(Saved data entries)
Segment Open
PR #974, opened 2020-09-25
Add link check

### LINKED ISSUE #758: rule out w3c-test.org
We shouldn't have links in spec headers linking to w3c-test.org this is un unstable server and shouldn't cannot be relied on.
@sideshowbarker , feel to pitch if you think otherwise.

jennyliang220:
Fixed #758

### DIFF
--- a/lib/rules/links/reliability.js
+++ b/lib/rules/links/reliability.js
@@ -8,9 +8,8 @@ const unreliableLinks = ['w3c-test.org'];
 
 exports.check = function (sr, done) {
     sr.jsDocument.querySelectorAll("a").forEach(function (element) {
-        var href = element.href;
-        var splitLink = href.startsWith('http') && href.split('/');
-        var domain = splitLink && splitLink[2];
+        const url = new URL(element.href);
+        const domain = url.hostname;
         if (domain) {
             if (unreliableDomains.includes(domain)) {
                 const text= sr.norm(element.textContent);
--- a/lib/rules/links/reliability.js
+++ b/lib/rules/links/reliability.js
@@ -12,12 +12,10 @@ exports.check = function (sr, done) {
         var splitLink = href.startsWith('http') && href.split('/');
         var domain = splitLink && splitLink[2];
         if (domain) {
-            unreliableLinks.forEach(unreliableLink => {
-                if (domain.match(unreliableLink + '$')) {
-                    var text = sr.norm(element.textContent);
-                    sr.warning(self, "unreliable-link", { link: unreliableLink, text: text });
-                }
-            });
+            if (unreliableDomains.includes(domain)) {
+                const text= sr.norm(element.textContent);
+                sr.warning(self, "unreliable-link", { link: domain, text: text });
+            }
         }
     });
     done();
--- a/lib/rules/links/reliability.js
+++ b/lib/rules/links/reliability.js
@@ -8,8 +8,14 @@ const unreliableDomains = ['w3c-test.org', 'www.w3c-test.org'];
 
 exports.check = function (sr, done) {
     sr.jsDocument.querySelectorAll("a").forEach(function (element) {
-        const url = new URL(element.href);
-        const domain = url.hostname;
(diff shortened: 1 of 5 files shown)


lib/rules/links/reliability.js
```diff
@@ -0,0 +1,24 @@
+const self = {
+    name: 'links.reliability'
+,   section: 'document-body'
+};
+
+exports.name = self.name;
+const unreliableLinks = ['w3c-test.org'];
```
deniak, line 7:
```suggestion
const unreliableDomains = ['w3c-test.org', 'www.w3c-test.org'];
```

lib/rules/links/reliability.js
```diff
@@ -0,0 +1,24 @@
...
+
+exports.check = function (sr, done) {
+    sr.jsDocument.querySelectorAll("a").forEach(function (element) {
+        var href = element.href;
+        var splitLink = href.startsWith('http') && href.split('/');
+        var domain = splitLink && splitLink[2];
```
deniak, line 13: It's best to use the [`url` module](https://nodejs.org/api/url.html) to get the hostname.

```suggestion
        const url = new URL(element.href);
        const domain = url.hostname;
```

lib/rules/links/reliability.js
```diff
@@ -0,0 +1,24 @@
...
+        if (domain) {
+            unreliableLinks.forEach(unreliableLink => {
+                if (domain.match(unreliableLink + '$')) {
+                    var text = sr.norm(element.textContent);
+                    sr.warning(self, "unreliable-link", { link: unreliableLink, text: text });
+                }
+            });
```
deniak, line 20:
```suggestion
            if (unreliableDomains.includes(domain)) {
                const text= sr.norm(element.textContent);
                sr.warning(self, "unreliable-link", { link: domain, text: text });
            }
```

deniak (changes requested):

lib/rules/links/reliability.js
```diff
@@ -0,0 +1,21 @@
...
+exports.name = self.name;
+const unreliableDomains = ['w3c-test.org', 'www.w3c-test.org'];
+
+exports.check = function (sr, done) {
+    sr.jsDocument.querySelectorAll("a").forEach(function (element) {
+        const url = new URL(element.href);
+        const domain = url.hostname;
+        if (domain) {
+            if (unreliableDomains.includes(domain)) {
+                const text= sr.norm(element.textContent);
```
jennyliang220, line 15:
```suggestion
                const text = sr.norm(element.textContent);
```

deniak (dismissed):

lib/rules/links/reliability.js
```diff
@@ -0,0 +1,21 @@
...
+    name: 'links.reliability'
+,   section: 'document-body'
+};
+
+exports.name = self.name;
+const unreliableDomains = ['w3c-test.org', 'www.w3c-test.org'];
+
+exports.check = function (sr, done) {
+    sr.jsDocument.querySelectorAll("a").forEach(function (element) {
+        const url = new URL(element.href);
```
deniak, line 11: There's an issue with relative URLs. See https://nodejs.org/api/url.html#url_new_url_input_base

```suggestion
        const url = new URL(element.href, sr.url);
```

deniak (changes requested):

lib/rules/links/reliability.js
jennyliang220: When checking a local file (`validate?file=`) in test:
https://github.com/w3c/specberus/blob/c643b1afe879f1ef8b9e28f78431a3620d8a1961/test/api.js#L119

sr.url is `null` because it's cleared:
https://github.com/w3c/specberus/blob/c643b1afe879f1ef8b9e28f78431a3620d8a1961/lib/validator.js#L26

which still breaks `new URL()`. So I add a try catch and done() in catch, to not check the domain here.

deniak (approved):

PR #983, opened 2020-10-02
chore: Add GitHub Action Dependabot bumping

nschonni:
Will bump GitHub Actions version like `actions/setup-node` to later versions on the same schedule as the other Dependabot updates


deniak (approved):
Thanks!

PR #987, opened 2020-10-02
chore: Setup Coveralls in CI

nschonni:
Alternately, this could be split out to a separate job that only runs if affected files are touched

### DIFF
--- a/.github/workflows/node.js.yml
+++ b/.github/workflows/node.js.yml
@@ -14,15 +14,31 @@ jobs:
         node-version: [12.x, 14.x]
     steps:
     - uses: actions/checkout@v2
+
     - name: Use Node.js ${{ matrix.node-version }}
       uses: actions/setup-node@v2.1.2
       with:
         node-version: ${{ matrix.node-version }}
+
     - run: npm install
-    - run: npm run build --if-present
+    
+    - run: npm run lint
+
+    - run: npm run hint
+
+    - run: npm run jsdoc
+
+    - run: npm run coverage
+      if: secrets.W3C_API_KEY != ""
       env:
         W3C_API_KEY: ${{ secrets.W3C_API_KEY }}
         SKIP_NETWORK: true 
+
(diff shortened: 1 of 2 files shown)


deniak (approved):

.github/workflows/node.js.yml
```diff
@@ -14,15 +14,31 @@ jobs:
...
-    - run: npm run build --if-present
+    
+    - run: npm run lint
+
+    - run: npm run hint
+
+    - run: npm run jsdoc
+
+    - run: npm run coverage
+      if: secrets.W3C_API_KEY != ""
```
nschonni, line 32: Sorry, it doesn't look like it likes the syntax. I'll try and send a quick fix if you don't beat me to it

deniak: That's odd as the [doc](https://docs.github.com/en/free-pro-team@latest/actions/reference/workflow-syntax-for-github-actions#jobsjob_idif) suggests we can omit the `${{ }}`.

nschonni: Sent a fix in the new PR. It seems like actions are just bugged when you try to use `secrets` directly in a conditional. Found a way through hoisting the `env` globally and testing it instead

nschonni: PS: looks like coveralls still thinks `master` is your default branch https://coveralls.io/github/w3c/specberus

deniak: Yes, fixed now. Thanks for noticing it and thanks for improving the action workflow. Note that we may need to revise the strategy in the near future as we want to run the tests for each PR. The fact that it requires an API key that is secret doesn't help but we'll think about a new strategy.

nschonni: No worries, the `pull_request_target` will let PRs access the secret. This guarding was more for folks working off a fork and not wanting to set on up for small things

PR #992, opened 2020-10-14
Throw error when doc is neither TR nor MEM-SUBM

### LINKED ISSUE #978: Only check TR documents and submissions

jennyliang220:
Closes #978


jennyliang220:
https://github.com/w3c/specberus/blob/687cf10f9649900d9d8ad61bae858dc460b260a6/lib/validator.js#L58-L71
Segment Closed
What is required:
Every record above needs to be copied exactly.

Result of the exercise:
PR #974, opened 2020-09-25
Add link check

### LINKED ISSUE #758: rule out w3c-test.org
We shouldn't have links in spec headers linking to w3c-test.org this is un unstable server and shouldn't cannot be relied on.
@sideshowbarker , feel to pitch if you think otherwise.

jennyliang220:
Fixed #758

### DIFF
--- a/lib/rules/links/reliability.js
+++ b/lib/rules/links/reliability.js
@@ -8,9 +8,8 @@ const unreliableLinks = ['w3c-test.org'];
 
 exports.check = function (sr, done) {
     sr.jsDocument.querySelectorAll("a").forEach(function (element) {
-        var href = element.href;
-        var splitLink = href.startsWith('http') && href.split('/');
-        var domain = splitLink && splitLink[2];
+        const url = new URL(element.href);
+        const domain = url.hostname;
         if (domain) {
             if (unreliableDomains.includes(domain)) {
                 const text= sr.norm(element.textContent);
--- a/lib/rules/links/reliability.js
+++ b/lib/rules/links/reliability.js
@@ -12,12 +12,10 @@ exports.check = function (sr, done) {
         var splitLink = href.startsWith('http') && href.split('/');
         var domain = splitLink && splitLink[2];
         if (domain) {
-            unreliableLinks.forEach(unreliableLink => {
-                if (domain.match(unreliableLink + '$')) {
-                    var text = sr.norm(element.textContent);
-                    sr.warning(self, "unreliable-link", { link: unreliableLink, text: text });
-                }
-            });
+            if (unreliableDomains.includes(domain)) {
+                const text= sr.norm(element.textContent);
+                sr.warning(self, "unreliable-link", { link: domain, text: text });
+            }
         }
     });
     done();
--- a/lib/rules/links/reliability.js
+++ b/lib/rules/links/reliability.js
@@ -8,8 +8,14 @@ const unreliableDomains = ['w3c-test.org', 'www.w3c-test.org'];
 
 exports.check = function (sr, done) {
     sr.jsDocument.querySelectorAll("a").forEach(function (element) {
-        const url = new URL(element.href);
-        const domain = url.hostname;
(diff shortened: 1 of 5 files shown)


lib/rules/links/reliability.js
```diff
@@ -0,0 +1,24 @@
+const self = {
+    name: 'links.reliability'
+,   section: 'document-body'
+};
+
+exports.name = self.name;
+const unreliableLinks = ['w3c-test.org'];
```
deniak, line 7:
```suggestion
const unreliableDomains = ['w3c-test.org', 'www.w3c-test.org'];
```

lib/rules/links/reliability.js
```diff
@@ -0,0 +1,24 @@
...
+
+exports.check = function (sr, done) {
+    sr.jsDocument.querySelectorAll("a").forEach(function (element) {
+        var href = element.href;
+        var splitLink = href.startsWith('http') && href.split('/');
+        var domain = splitLink && splitLink[2];
```
deniak, line 13: It's best to use the [`url` module](https://nodejs.org/api/url.html) to get the hostname.

```suggestion
        const url = new URL(element.href);
        const domain = url.hostname;
```

lib/rules/links/reliability.js
```diff
@@ -0,0 +1,24 @@
...
+        if (domain) {
+            unreliableLinks.forEach(unreliableLink => {
+                if (domain.match(unreliableLink + '$')) {
+                    var text = sr.norm(element.textContent);
+                    sr.warning(self, "unreliable-link", { link: unreliableLink, text: text });
+                }
+            });
```
deniak, line 20:
```suggestion
            if (unreliableDomains.includes(domain)) {
                const text= sr.norm(element.textContent);
                sr.warning(self, "unreliable-link", { link: domain, text: text });
            }
```

deniak (changes requested):

lib/rules/links/reliability.js
```diff
@@ -0,0 +1,21 @@
...
+exports.name = self.name;
+const unreliableDomains = ['w3c-test.org', 'www.w3c-test.org'];
+
+exports.check = function (sr, done) {
+    sr.jsDocument.querySelectorAll("a").forEach(function (element) {
+        const url = new URL(element.href);
+        const domain = url.hostname;
+        if (domain) {
+            if (unreliableDomains.includes(domain)) {
+                const text= sr.norm(element.textContent);
```
jennyliang220, line 15:
```suggestion
                const text = sr.norm(element.textContent);
```

deniak (dismissed):

lib/rules/links/reliability.js
```diff
@@ -0,0 +1,21 @@
...
+    name: 'links.reliability'
+,   section: 'document-body'
+};
+
+exports.name = self.name;
+const unreliableDomains = ['w3c-test.org', 'www.w3c-test.org'];
+
+exports.check = function (sr, done) {
+    sr.jsDocument.querySelectorAll("a").forEach(function (element) {
+        const url = new URL(element.href);
```
deniak, line 11: There's an issue with relative URLs. See https://nodejs.org/api/url.html#url_new_url_input_base

```suggestion
        const url = new URL(element.href, sr.url);
```

deniak (changes requested):

lib/rules/links/reliability.js
jennyliang220: When checking a local file (`validate?file=`) in test:
https://github.com/w3c/specberus/blob/c643b1afe879f1ef8b9e28f78431a3620d8a1961/test/api.js#L119

sr.url is `null` because it's cleared:
https://github.com/w3c/specberus/blob/c643b1afe879f1ef8b9e28f78431a3620d8a1961/lib/validator.js#L26

which still breaks `new URL()`. So I add a try catch and done() in catch, to not check the domain here.

deniak (approved):

PR #983, opened 2020-10-02
chore: Add GitHub Action Dependabot bumping

nschonni:
Will bump GitHub Actions version like `actions/setup-node` to later versions on the same schedule as the other Dependabot updates


deniak (approved):
Thanks!

PR #987, opened 2020-10-02
chore: Setup Coveralls in CI

nschonni:
Alternately, this could be split out to a separate job that only runs if affected files are touched

### DIFF
--- a/.github/workflows/node.js.yml
+++ b/.github/workflows/node.js.yml
@@ -14,15 +14,31 @@ jobs:
         node-version: [12.x, 14.x]
     steps:
     - uses: actions/checkout@v2
+
     - name: Use Node.js ${{ matrix.node-version }}
       uses: actions/setup-node@v2.1.2
       with:
         node-version: ${{ matrix.node-version }}
+
     - run: npm install
-    - run: npm run build --if-present
+    
+    - run: npm run lint
+
+    - run: npm run hint
+
+    - run: npm run jsdoc
+
+    - run: npm run coverage
+      if: secrets.W3C_API_KEY != ""
       env:
         W3C_API_KEY: ${{ secrets.W3C_API_KEY }}
         SKIP_NETWORK: true 
+
(diff shortened: 1 of 2 files shown)


deniak (approved):

.github/workflows/node.js.yml
```diff
@@ -14,15 +14,31 @@ jobs:
...
-    - run: npm run build --if-present
+    
+    - run: npm run lint
+
+    - run: npm run hint
+
+    - run: npm run jsdoc
+
+    - run: npm run coverage
+      if: secrets.W3C_API_KEY != ""
```
nschonni, line 32: Sorry, it doesn't look like it likes the syntax. I'll try and send a quick fix if you don't beat me to it

deniak: That's odd as the [doc](https://docs.github.com/en/free-pro-team@latest/actions/reference/workflow-syntax-for-github-actions#jobsjob_idif) suggests we can omit the `${{ }}`.

nschonni: Sent a fix in the new PR. It seems like actions are just bugged when you try to use `secrets` directly in a conditional. Found a way through hoisting the `env` globally and testing it instead

nschonni: PS: looks like coveralls still thinks `master` is your default branch https://coveralls.io/github/w3c/specberus

deniak: Yes, fixed now. Thanks for noticing it and thanks for improving the action workflow. Note that we may need to revise the strategy in the near future as we want to run the tests for each PR. The fact that it requires an API key that is secret doesn't help but we'll think about a new strategy.

nschonni: No worries, the `pull_request_target` will let PRs access the secret. This guarding was more for folks working off a fork and not wanting to set on up for small things

PR #992, opened 2020-10-14
Throw error when doc is neither TR nor MEM-SUBM

### LINKED ISSUE #978: Only check TR documents and submissions

jennyliang220:
Closes #978


jennyliang220:
https://github.com/w3c/specberus/blob/687cf10f9649900d9d8ad61bae858dc460b260a6/lib/validator.js#L58-L71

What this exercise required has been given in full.